Panning artifacts in digital pathology images

In making a pathologic diagnosis, a pathologist uses cognitive processes: perception, attention, memory, and search (Pena and Andrade-Filho, 2009). Typically, this involves focus while panning from one region of a slide to another, using either a microscope in a traditional workflow or software program and display in a digital pathology workflow (DICOM Standard Committee, 2010). We theorize that during panning operation, the pathologist receives information important to diagnosis efficiency and/or correctness. As compared to an optical microscope, panning in a digital pathology image involves some visual artifacts due to the following: (i) the frame rate is finite; (ii) time varying visual signals are reconstructed using imperfect zero-order hold. Specifically, after pixel’s digital drive is changed, it takes time for a pixel to emit the expected amount of light. Previous work suggests that 49% of navigation is conducted in low-power/overview with digital pathology (Molin et al., 2015), but the influence of display factors has not been measured. We conducted a reader study to establish a relationship between display frame rate, panel response time, and threshold panning speed (above which the artifacts become noticeable). Our results suggest visual tasks that involve tissue structure are more impacted by the simulated panning artifacts than those that only involve color (e.g., staining intensity estimation), and that the panning artifacts versus normalized panning speed has a peak behavior which is surprising and may change for a diagnostic task. This is work in progress and our final findings should be considered in designing future digital pathology systems.

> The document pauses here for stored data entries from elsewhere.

PR #1047, opened 2021-04-06
Update Types

icylace:
This PR was originally about `App<S>` but has evolved into a pervasive update.

Changelog:

- Added `TypedH<S>`. It lets you define a version of `h` that has your app's state type "baked in" so you don't need to worry about whether or not you need to explicitly assign the generic type parameter for `h` every time you call it.
  - Originally from: https://github.com/jorgebucaran/hyperapp/pull/1049
  - Addresses: https://github.com/jorgebucaran/hyperapp/issues/1048-
- Added the utility types `AllOrNothing<T>`, `AtLeastOne<T>`, and `IndexableByKey`. They assist the implementation of some of the other types which are refactored accordingly.
  - These utility types might be useful to the user in their own right.
- Improved `App<S>` to validate all combinations of `app()` props usage.
- Improved validation of using event actions with custom payloads.
  - For instance, this should be treated correctly now: `h("p", { onclick: [MyAction, 42] }, text("hi"))`.
- Made the `payload` parameter of `Effecter<S, P>` and `Subscriber<S, P>` definite.
  - This follows from discoveries found during discussions of: https://github.com/jorgebucaran/hyperapp/pull/1045
- Removed `EffectCreator<S, D>`. I don't believe it adds enough value even on a purely self-documenting code basis.
- Removed `Payload<P>` because in the places where it could appear either a parameter name or named tuple could express the same level of detail.
- Removed `State<S>` for partially the same reason as removing `Payload<P>`. Another reason was I wanted to prevent potential confusion on the user's end about whether `State<S>` is required like how `StateWithEffects<S>` is.
- Added `Dispatchable<S>`. It simplifies a couple type definitions while adding more meaning. It can also be handy to the user when defining effecters and subscribers.
  - Based off of @zaceno's [idea for a dispatchable type](https://discord.com/channels/804672552348680192/805746611467583499/829100737967030364).
- Added names to tuple types. This helped with the rationale for removing `Payload<P>` and `State<S>`.
- Added a `types` reference to `index.d.ts` in `package.json` per @talentlessguy's [suggestion](https://discord.com/channels/804672552348680192/805746611467583499/830532470122217472).
- Renamed some generic type parameters.
- Added a little more commentary.

---

Original PR title and text for posterity:

### Improve the `App` type

This fixes certain cases when using `App`. I've also added a little more commentary in some parts of the type definitions.

Here are the relevant lines in the types test suite if you're curious:

- https://github.com/icylace/hyperapp-types-tests/blob/4ebe6e928945184bfb96321d40cfa6a88b058686/test/api/app.test.ts#L26
- https://github.com/icylace/hyperapp-types-tests/blob/4ebe6e928945184bfb96321d40cfa6a88b058686/test/api/app.test.ts#L36-L73

### DIFF
--- a/index.d.ts
+++ b/index.d.ts
@@ -6,10 +6,10 @@ declare module "hyperapp" {
   function app<S>(props: App<S>): Dispatch<S>
 
   // `h()` builds a virtual DOM node.
-  function h<S, T extends string = string>(
+  function h<S, C = unknown, T extends string = string>(
     // Tags cannot be empty strings.
     tag: T extends "" ? never : T,
-    props: PropList<S>,
+    props: PropList<S, C>,
     children?: MaybeVDOM<S> | readonly MaybeVDOM<S>[]
   ): VDOM<S>
 
@@ -28,15 +28,30 @@ declare module "hyperapp" {
 
   // ---------------------------------------------------------------------------
 
-  // This utility type ensures at least one property in an object is present.
-  // `App` uses this to conveniently mark `app({})` as invalid because that
-  // is basically a fancy no-op.
-  type AtLeastOne<T> = { [K in keyof T]: Pick<T, K> }[keyof T]
-  // Credit: https://stackoverflow.com/a/59987826/1935675
+  // This lets you use a version of `h` which assumes your particular app state.
+  interface TypedH<S, C = unknown> {
+    <_ extends never, T extends string = string>(
+      tag: T extends "" ? never : T,
+      props: PropList<S, C>,
+      children?: MaybeVDOM<S> | readonly MaybeVDOM<S>[]
+    ): VDOM<S>
+  }
+
+  // ---------------------------------------------------------------------------
 
   // This utility type requires every property of an object or none at all.
   // `App` uses this to make sure `view:` always appears alongside `node:`.
   type AllOrNothing<T> = T | { [K in keyof T]?: never }
+
+  // This utility type ensures at least one property in an object to be present.
+  // `App` uses this to conveniently invalidate `app({})` because that is
+  // basically a fancy no-op.
+  type AtLeastOne<T> = { [K in keyof T]: Pick<T, K> }[keyof T]
+  // Credit: https://stackoverflow.com/a/59987826/1935675
+
+  // This utility type validates plain objects while invalidating array objects
+  // and string objects by disallowing numerical indexing. Used by `StyleProp`.
+  type IndexableByKey = Record<number, never>
 
   // ---------------------------------------------------------------------------
 
@@ -48,7 +63,7 @@ declare module "hyperapp" {
       node: Node
     } |
     AtLeastOne<{
-      init: State<S> | StateWithEffects<S> | Action<S>
+      init: Dispatchable<S>
       subscriptions: Subscriptions<S>
       dispatch: DispatchInitializer<S>
     }> &
@@ -59,21 +74,18 @@ declare module "hyperapp" {
   >
 
   // A view builds a virtual DOM node representation of the application state.
-  type View<S> = (state: State<S>) => VDOM<S>
+  type View<S> = (state: S) => VDOM<S>
 
   // The subscriptions function manages a set of subscriptions.
   type Subscriptions<S> = (
-    state: State<S>
+    state: S
   ) => (boolean | undefined | Subscription<S> | Unsubscribe)[]
 
   // A subscription represents subscriber activity.
-  type Subscription<S, D = any> = [Subscriber<S, D>, Payload<D>]
+  type Subscription<S, P = any> = [subscriber: Subscriber<S, P>, payload: P]
 
   // A subscriber reacts to subscription updates.
-  type Subscriber<S, D> = (
-    dispatch: Dispatch<S>,
-    payload?: Payload<D>
-  ) => void | Unsubscribe
+  type Subscriber<S, P> = (dispatch: Dispatch<S>, payload: P) => void | Unsubscribe
 
   // An unsubscribe function cleans up a canceled subscription.
   type Unsubscribe = () => void
@@ -84,60 +96,51 @@ declare module "hyperapp" {
   // ---------------------------------------------------------------------------
 
   // A dispatched action handles an event in the context of the current state.
-  type Dispatch<S> = (action: Action<S>, payload?: Payload<any>) => void
+  type Dispatch<S> = (action: Action<S>, payload?: any) => void
+
+  // A dispatchable entity, when processed, causes a state transition.
+  type Dispatchable<S> = S | StateWithEffects<S> | Action<S>
 
   // An action transforms existing state and/or wraps another action.
   type Action<S, P = any> = ActionTransform<S, P> | ActionWithPayload<S, P>
-  type ActionTransform<S, P = any> = (
-    state: State<S>,
-    payload: Payload<P>
-  ) => State<S> | StateWithEffects<S> | Action<S>
-  type ActionWithPayload<S, P> = [ActionTransform<S, P>, Payload<P>]
+  type ActionTransform<S, P = any> = (state: S, payload: P) => Dispatchable<S>
+  type ActionWithPayload<S, P> = [action: ActionTransform<S, P>, payload: P]
 
   // A transform carries out the transition from one state to another.
   type Transform<S, P = any> = (
-    state: State<S> | StateWithEffects<S>,
-    payload?: Payload<P>
-  ) => State<S> | StateWithEffects<S>
-
-  // Application state is accessible in every view, action, and subscription.
-  type State<S> = S
+    state: S | StateWithEffects<S>,
+    payload: P
+  ) => S | StateWithEffects<S>
 
   // State can be associated with a list of effects to run.
-  type StateWithEffects<S, D = any> = [State<S>, ...Effect<S, D>[]]
-
-  // It is often convenient to abstract away effect preparation.
-  type EffectCreator<S, D = any> = (..._: any[]) => Effect<S, D>
+  type StateWithEffects<S, P = any> = [state: S, ...effects: Effect<S, P>[]]
 
   // An effect is an abstraction over an impure process.
-  type Effect<S, D = any> = [Effecter<S, D>, Payload<D>]
+  type Effect<S, P = any> = [effecter: Effecter<S, P>, payload: P]
 
   // An effecter is where side effects and any additional dispatching may occur.
-  type Effecter<S, D> = (
+  type Effecter<S, P> = (
     dispatch: Dispatch<S>,
-    payload?: Payload<D>
+    payload: P
   ) => void | Promise<void>
-
-  // A payload is data given to an action, effect, or subscription.
-  type Payload<P> = P
 
   // ---------------------------------------------------------------------------
 
   // A virtual DOM node represents an actual DOM element.
-  type VDOM<S> = {
+  type VDOM<S, C = unknown> = {
     readonly type: VDOMNodeType
-    readonly props: PropList<S>
+    readonly props: PropList<S, C>
     readonly children: MaybeVDOM<S>[]
     node: null | undefined | Node
     readonly tag: Tag<S>
     readonly key: Key
-    memo?: PropList<S>
+    memo?: PropList<S, C>
     events?: Record<string, Action<S>>
 
     // `_VDOM` is a guard property which gives us a way to tell `VDOM` objects
-    // apart from `PropList` objects. Since users are not expected to manually
-    // create their own VDOM elements, we can take advantage of this
-    // TypeScript-specific trick without forcing the user to do
+    // apart from `PropList` objects. Since we don't expect users to manually
+    // create their own VNodes, we can take advantage of this trick that's
+    // specific to TypeScript without forcing the user to do
     // anything different.
     _VDOM: true
   }
@@ -160,18 +163,18 @@ declare module "hyperapp" {
   type Key = string | null | undefined
 
   // Virtual DOM properties will often correspond to HTML attributes.
-  type PropList<S> = Readonly<
+  type PropList<S, C> = Readonly<
     ElementCreationOptions &
-      EventActions<S> & {
-        [_: string]: unknown
-        class?: ClassProp
-        key?: Key
-        style?: StyleProp
+    EventActions<S, C> & {
+      [_: string]: unknown
+      class?: ClassProp
+      key?: Key
+      style?: StyleProp
 
-        // By disallowing `_VDOM` we ensure that values having the `VDOM` type are
-        // not mistaken for also having `PropList`.
-        _VDOM?: never
-      }
+      // By disallowing `_VDOM` we ensure that values having the `VDOM` type
+      // are not mistaken for also having `PropList`.
+      _VDOM?: never
+    }
   >
 
   // The `class` property represents an HTML class attribute string.
@@ -191,19 +194,18 @@ declare module "hyperapp" {
   // TypeScript's CSS property definitions. The trade-off doesn't
   // seem worth it given the chances of using such properties.
   // However, you can use type casting if you want to them.
-  type StyleProp = {
+  type StyleProp = IndexableByKey & {
     [K in keyof CSSStyleDeclaration]?: CSSStyleDeclaration[K] | null
-  } & // Since strings are indexable we can avoid them by preventing indexing.
-  { [_: number]: never }
+  }
 
   // Event handlers are implemented using actions.
-  type EventActions<S> = {
-    [K in keyof EventsMap]?: Action<S, EventsMap[K]> | ActionWithPayload<S, any>
+  type EventActions<S, C> = {
+    [K in keyof EventsMap]?: Action<S, EventsMap[K]> | ActionWithPayload<S, C>
   }
-  type EventsMap = {
-    [K in keyof HTMLElementEventMap as `on${K}`]: HTMLElementEventMap[K]
-  } &
-    { [K in keyof WindowEventMap as `on${K}`]: WindowEventMap[K] } & {
-      onsearch: Event
-    }
+
+  // Most event typings are provided by TypeScript itself.
+  type EventsMap
+    = { [K in keyof HTMLElementEventMap as `on${K}`]: HTMLElementEventMap[K] }
+    & { [K in keyof WindowEventMap as `on${K}`]: WindowEventMap[K] }
+    & { onsearch: Event }
 }
--- a/index.d.ts
+++ b/index.d.ts
@@ -102,12 +102,15 @@ declare module "hyperapp" {
   ) => void
 
   // A dispatchable entity, when processed, causes a state transition.
-  type Dispatchable<S> = S | StateWithEffects<S> | Reaction<S>
+  type Dispatchable<S, P = any> =
+    | S
+    | StateWithEffects<S>
+    | Action<S, P>
+    | ActionWithPayload<S, P>
 
   // An action transforms existing state and/or wraps another action.
-  type Reaction<S, P = any> = Action<S, P> | ActionWithPayload<S, P>
   type Action<S, P = any> = (state: S, payload: P) => Dispatchable<S>
-  type ActionWithPayload<S, P> = [action: Action<S, P>, payload: P]
+  type ActionWithPayload<S, P = any> = [action: Action<S, P>, payload: P]
 
   // A transform carries out the transition from one state to another.
   type Transform<S, P = any> = (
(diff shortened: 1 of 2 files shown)


index.d.ts
```diff
@@ -28,36 +28,64 @@ declare module "hyperapp" {
...
+  type App<S> = Readonly<
+    {
+      view: View<S>
+      node: Node
+    } |
+    AtLeastOne<{
+      init: Dispatchable<S>
+      subscriptions: Subscriptions<S>
+      dispatch: DispatchInitializer<S>
+    }> &
```
jorgebucaran, line 69: Actually, you can create an app without `init`, `subscriptions`, or `dispatch `. Why is this necessary?

jorgebucaran (changes requested):

index.d.ts
icylace: `app({ view, node })` works but `app({})` has no redeeming value.

index.d.ts
```diff
@@ -28,36 +28,64 @@ declare module "hyperapp" {
...
+    AllOrNothing<{
+      view: View<S>
+      node: Node
+    }>
+  >
```
jorgebucaran, line 74: This is interesting because it's true that `view` and `node` must be present for Hyperapp to render your view.

icylace: Yes, and while `app({ node })` causes no runtime error I felt it was pointless and should be treated as invalid.

index.d.ts
```diff
@@ -68,57 +96,52 @@ declare module "hyperapp" {
...
+  type Dispatchable<S> = S | StateWithEffects<S> | Action<S>
 
   // An action transforms existing state and/or wraps another action.
   type Action<S, P = any> = ActionTransform<S, P> | ActionWithPayload<S, P>
-  type ActionTransform<S, P = any> = (
-    state: State<S>,
-    payload: Payload<P>
-  ) => State<S> | StateWithEffects<S> | Action<S>
-  type ActionWithPayload<S, P> = [ActionTransform<S, P>, Payload<P>]
+  type ActionTransform<S, P = any> = (state: S, payload: P) => Dispatchable<S>
```
jorgebucaran, line 106: There's something redundant in ActionsTransform and Dispatchable. `Dispatchable` could very well be an `(state: S, payload: P)` too. I think there's room for simplification here.

jorgebucaran (changes requested):

index.d.ts
jorgebucaran: `app({})` is not an error, so the types shouldn't disallow that.

icylace: The types disallow many things that are not errors. For example, `text()`. Part of the role of types is to eliminate obviously useless code.  What does `app({})` do better than `() => {}` besides waste resources?

Also, consider scenarios where Hyperapp instances are dynamically generated.  If I have `app(generatedAppProps)` somewhere in my setup code I would like to know if there's a regression that's causing `generatedAppProps` to be empty for some reason while editing/compiling.

jorgebucaran: Okay, maybe create an issue (or even better, start a discussion) and let's talk about it? 

Until then, let's not error on `app({})`?

index.d.ts
icylace: Well, `type Dispatchable<S> = S | StateWithEffects<S> | Action<S>`.  So, it can simplify into `(state: S, payload: P) => Dispatchable<S>` but of course there's more going on.

If there's a way to simplify even further that would be great but I don't see it.

index.d.ts
icylace: Sorry, I don't see the problem.  It's already, IMHO, an obscure edge case and I've mentioned two reasons to treat it as bad.

icylace: If someone really really wanted a "no-op" `app()` call then `app({ init: void this })` is at least catchy.

jorgebucaran: I want to defer making this decision after other things have been solved, like making the types more ergonomic and user-friendly. Right now, erroring on `app({})` seems is not a priority and I am not 100% sure I want to have this. If I accept this, I'll be unable to cut a new release until I make that decision.

jorgebucaran: I want to defer this after other things have been worked on, like making the types more ergonomic and user-friendly. Right now, erroring on `app({})` is not a priority and I am not even 100% convinced we want to have this. If I accept this now, I'll be unable to cut a new release until I'm convinced.

jorgebucaran: I want to defer this after other things have been worked on, like making the types more ergonomic and user-friendly. Right now, erroring on `app({})` is not a priority and I am not even 100% convinced we want this. If I accept this now, I'll be unable to cut a new release.

icylace: I hear what you're saying but you're asking me to put in more effort to undo the protections I believe in without giving me an example of where `app({})` is the preferred choice and also without refuting the issues I've brought up about allowing it.

Besides, disallowing `app({})` increases the ergonomics of the embedded Hyperapp instance case because I can be rest assured that the types will let me know if my app configuration generation code is doing nothing.

icylace: Also, it's not like we're talking about a complex situation here. Again, it seems like an open-and-shut case to me.

icylace: And if there truly is somehow a use case for `app({})` then that can be addressed in the future.

jorgebucaran: I want to take the reverse approach. Start simple, and if there's a necessity to forbid `app({})`, do it only then.

icylace: Okay, but I already told you why it's beneficial to forbid it.

icylace: Consider this scenario:

Let's say I'm working on a larger project with a team of developers and we have this relevant code in the project:

```ts
// farawaySetup.ts
const configureProperly = () => ({ init: 42 })
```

Automatic Image Quality Assessment for Digital Pathology

Slide quality is an important factor in pathology workflow and diagnosis. We examine the extent of quality variations in digitized hematoxylin-eosin H&E slides due to variations and errors in staining and/or scanning e.g., out-of-focus blur & stitching. We propose two automatic quality estimators by adapting image quality assessment IQA methods that are originally developed for natural images. For the first estimator, we assume a gold-standard reference digital pathology slide is available. Quality of a given slide is estimated by comparing the slide to such a reference using a full-reference perceptual IQA method such as VIF visual information fidelity or SSIM structural similarity metric. Our second estimator is based on IL-NIQE integrated local natural image quality evaluator, a no-reference IQA, which we train using a set of artifact-free H&E high-power images 20× or 40× from breast tissue. The first estimator referenced predicts marked quality reduction of images with simulated blurring as compared to the artifact-free originals used as references. The histograms of scores by the second estimator no-reference for images with artifact blur, stitching, folded tissue, or air bubble artifacts and for artifact-free images are highly separable. Moreover, the scores by the second estimator are correlated with the ratings given by a pathologist. We conclude that our approach is promising and further research is outlined for developing robust automatic quality estimators.